Cardiovascular disease is one of the major health problems around the world, especially because the heart cannot repair itself: if cardiomyocytes are lost to injury or disease, they have only a minimal ability to regenerate. Scientists have been trying to develop ways to regenerate hearts by using cardiomyocytes grown from the patient's cells taken from skin or blood.
To be successful, these cardiomyocytes need to respond to and integrate with the surrounding heart muscle. But, currently, the immaturity and resultant irregular beating of human cardiomyocytes derived from stem cells have limited their usefulness for regenerative medicine and biological research.
"We've made an exciting discovery," says Vunjak-Novakovic. "We applied electrical stimulation to mature these cells, regulate their contractile function, and improve their ability to connect with each other. In fact, we trained the cell to adopt the beating pattern of the heart, improved the organization of important cardiac proteins, and helped the cells to become more adult-like. This preconditioning is an important step to generating robust cells that are useful for a wide range of applications including the study of cardiomyocyte biology, drug testing, and stem cell therapy. And we think that our method could lead to the reduction of arrhythmia during cell-based heart regeneration."
Vunjak-Novakovic worked with George Eng and Benjamin Lee, both of whom recently received their PhD from the Department of Biomedical Engineering. They are also MD students and the study's co-leading authors. The team grew human stem cell-derived cardiomyocytes and engineered them into three-dimensional structures. They then exposed these structures to electrical signals that mimicked those in a healthy heart--over just one week. They showed that this electrical stimulation increased cardiomyocyte connectivity and the regularity of muscle contraction.
The researchers plan to conduct fundamental studies of how the immature heart develops its beating function, and to investigate whether the "conditioned" cardiomyocytes will have the ability to seamlessly integrate with the heart muscle and provide a synchronized beating function.

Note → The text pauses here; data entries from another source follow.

PR #1895, opened 2025-06-19
CASSGO-6 Accept peers with empty rack

### LINKED ISSUE #1706: Unable to discover cluster nodes with an empty rack name

jameshartig:
This fixes #1706.

### DIFF
--- a/control.go
+++ b/control.go
@@ -322,7 +322,12 @@ func (c *controlConn) setupConn(conn *Conn, sessionInit bool) error {
 	iter := conn.querySystemLocal(context.TODO())
 	host, err := c.session.hostInfoFromIter(iter, conn.host.connectAddress, conn.r.RemoteAddr().(*net.TCPAddr).Port)
 	if err != nil {
-		return err
+		// just cleanup
+		iter.Close()
+		return fmt.Errorf("could not retrieve control host info: %w", err)
+	}
+	if host == nil {
+		return errors.New("could not retrieve control host info: query returned 0 rows")
 	}
 
 	var exists bool
--- a/host_source.go
+++ b/host_source.go
@@ -171,6 +171,7 @@ type HostInfo struct {
 	port             int
 	dataCenter       string
 	rack             string
+	missingRack      bool
 	hostId           string
 	workload         string
 	graph            bool
@@ -413,8 +414,9 @@ func (h *HostInfo) update(from *HostInfo) {
 	if h.dataCenter == "" {
 		h.dataCenter = from.dataCenter
 	}
-	if h.rack == "" {
+	if h.missingRack {
 		h.rack = from.rack
+		h.missingRack = from.missingRack
 	}
 	if h.hostId == "" {
 		h.hostId = from.hostId
@@ -530,7 +532,7 @@ func newHostInfoFromRow(s *Session, defaultAddr net.IP, defaultPort int, row map
 	const assertErrorMsg = "Assertion failed for %s, type was %T"
 	var ok bool
 
-	host := &HostInfo{connectAddress: defaultAddr, port: defaultPort}
+	host := &HostInfo{connectAddress: defaultAddr, port: defaultPort, missingRack: true}
 
 	// Process all fields from the row
 	for key, value := range row {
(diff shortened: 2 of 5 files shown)


host_source.go
```diff
@@ -720,18 +770,25 @@ func (r *ringDescriber) getClusterPeerInfo(localHost *HostInfo) ([]*HostInfo, er
...
 		if err != nil {
-			return nil, err
-		} else if !isValidPeer(host) {
+			// if the error came from the iterator then return it, otherwise ignore
+			// and warn
+			if iterErr := iter.Close(); iterErr != nil {
+				return nil, fmt.Errorf("unable to fetch peer host info: %s", iterErr)
+			}
+			// skip over peers that we couldn't parse
+			r.session.logger.Warning("Failed to parse peer this host will be ignored.", newLogFieldError("err", err))
```
jameshartig, line 785: This technically changes the behavior but this seems reasonable? @joao-r-reis thoughts?

control.go
```diff
@@ -322,7 +322,11 @@ func (c *controlConn) setupConn(conn *Conn, sessionInit bool) error {
 	iter := conn.querySystemLocal(context.TODO())
 	host, err := c.session.hostInfoFromIter(iter, conn.host.connectAddress, conn.r.RemoteAddr().(*net.TCPAddr).Port)
 	if err != nil {
-		return err
+		iter.Close()
```
joao-r-reis, line 326: Should we handle the error returned by Close()?

host_source.go
```diff
@@ -413,8 +414,9 @@ func (h *HostInfo) update(from *HostInfo) {
 	if h.dataCenter == "" {
 		h.dataCenter = from.dataCenter
 	}
-	if h.rack == "" {
+	if h.missingRack || h.rack == "" {
```
joao-r-reis: Maybe we should remove the `h.rack == ""` from here? If now we treat `""` as a valid rack.

host_source.go
```diff
@@ -700,8 +747,12 @@ func (r *ringDescriber) getLocalHostInfo() (*HostInfo, error) {
 
 	host, err := r.session.hostInfoFromIter(iter, nil, r.session.cfg.Port)
 	if err != nil {
+		iter.Close()
```
joao-r-reis, line 751: Same as above, should we handle the error returned by this call?

host_source.go
joao-r-reis: Yeah seems reasonable to me

host_source.go
```diff
@@ -720,18 +770,25 @@ func (r *ringDescriber) getClusterPeerInfo(localHost *HostInfo) ([]*HostInfo, er
...
+			if iterErr := iter.Close(); iterErr != nil {
+				return nil, fmt.Errorf("unable to fetch peer host info: %s", iterErr)
+			}
+			// skip over peers that we couldn't parse
+			r.session.logger.Warning("Failed to parse peer this host will be ignored.", newLogFieldError("err", err))
+			continue
+		}
+		// if nil then none left
+		if host == nil {
+			break
```
joao-r-reis, line 790: Is this ever a scenario? I'm reading the code and it doesn't look like it. It doesn't look like `hostInfoFromMap` can ever return a nil host. It should return either `nil, err` or `host, nil` where host is never nil.

host_source.go
```diff
@@ -700,8 +747,12 @@ func (r *ringDescriber) getLocalHostInfo() (*HostInfo, error) {
 
 	host, err := r.session.hostInfoFromIter(iter, nil, r.session.cfg.Port)
 	if err != nil {
+		iter.Close()
 		return nil, fmt.Errorf("could not retrieve local host info: %w", err)
 	}
+	if host == nil {
+		return nil, errors.New("could not retrieve local host info: query returned 0 rows")
+	}
```
joao-r-reis, line 756: Same as my other comment, doesn't look like `host` can ever be `nil`

joao-r-reis (commented):
Looks good, left a few comments

control.go
jameshartig: This was mostly to just cleanup the iterator. We should probably return the error from `hostInfoFromIter`.

host_source.go
jameshartig: Yeah, I could see that, I was trying to handle filling in the rack if it was empty but since "" is valid I should remove it.

host_source.go
jameshartig: This was just to cleanup the iterator.

host_source.go
jameshartig: It can now return `nil, nil`. I documented that:
> // this will return nil, nil if there were no rows left in the Iter

joao-r-reis (approved):

joao-r-reis:
Looks good, don't forget to update commit message before merging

"The heart is an organ of amazing complexity with about 3 billion cells that beat synchronously in response to electrical signals," Vunjak-Novakovic observes. "Our ability to recapitulate biology using bioengineering tools continues to drive our work and to be a source of inspiration. We are frequently reminded that this may be the best time ever to pursue biomedical engineering research!"
Benjamin Lee adds, "As a student in both engineering and medicine, I am particularly interested in how electrically conditioned cardiomyocytes can be used in a clinical context."